=== AIM OF THE TASK ===
Output, word for word, every line from the line with "Added a fix so" through the final line of the data below.

=== MATERIALS PROVIDED ===

Issue #533, opened 2018-08-17
Bug | New Credit Transfer & Credit Transaction screens repopulate values after receiving an error message |3|


amichard:
https://trello.com/c/fd1GzVZ1/767-bug-new-credit-transfer-credit-transaction-screens-repopulate-values-after-receiving-an-error-message-3

**Description:**
This bug (?) applies to both New Transfers and New Credit Transactions. 

The user creates a New Transfer (BCeID) or New Credit Transaction (IDIR), enters in the relevant data and saves a draft. When editing the saved draft, if the user removes the value(s) in a required field and then attempts to move the transaction forward (Sign 1/2 or Recommend for Approval) the system throws an error (as desired) stating that that field cannot be blank. However, at the same time as the system is throwing the error, it also re-populates the empty field with the previously deleted data. 

This card is to stop the system from re-populating the blank field. We want the user to have to re-populate this field on their own as to minimize errors in completing these tasks.

amichard:
![](https://github.trello.services/images/mini-trello-icon.png) [Bug | New Credit Transfer & Credit Transaction screens repopulate values after receiving an error message |3|](https://trello.com/c/fd1GzVZ1/767-bug-new-credit-transfer-credit-transaction-screens-repopulate-values-after-receiving-an-error-message-3)

PR #534, opened 2018-08-17
Added a fix so that the fields are repopulated with the ones in the form

amichard:
#533 

Added a fix for the repopulation bug

Changelog:
- Added submitted flag to see if the user has submitted the form
- Submitted flag will check whether the fields should be populated by the current state or the original state


amichard:
[Bug | New Credit Transfer & Credit Transaction screens repopulate values after receiving an error message |3|](https://trello.com/c/fd1GzVZ1/767-bug-new-credit-transfer-credit-transaction-screens-repopulate-values-after-receiving-an-error-message-3)

PR #239, opened 2017-12-12
Fix link to about-cookies

konradko:


core/tests/test_views.py
```diff
@@ -202,6 +202,16 @@ def test_privacy_view_domestic(client):
     ]
 
 
+def test_privacy_view_domestic_about_cookies_link_correct(client):
```
konradko: dumb test, but we'll add a smoke link-checker one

=== SOLUTION TO THIS EXERCISE ===
Added a fix so that the fields are repopulated with the ones in the form

amichard:
#533 

Added a fix for the repopulation bug

Changelog:
- Added submitted flag to see if the user has submitted the form
- Submitted flag will check whether the fields should be populated by the current state or the original state


amichard:
[Bug | New Credit Transfer & Credit Transaction screens repopulate values after receiving an error message |3|](https://trello.com/c/fd1GzVZ1/767-bug-new-credit-transfer-credit-transaction-screens-repopulate-values-after-receiving-an-error-message-3)

PR #239, opened 2017-12-12
Fix link to about-cookies

konradko:


core/tests/test_views.py
```diff
@@ -202,6 +202,16 @@ def test_privacy_view_domestic(client):
     ]
 
 
+def test_privacy_view_domestic_about_cookies_link_correct(client):
```
konradko: dumb test, but we'll add a smoke link-checker one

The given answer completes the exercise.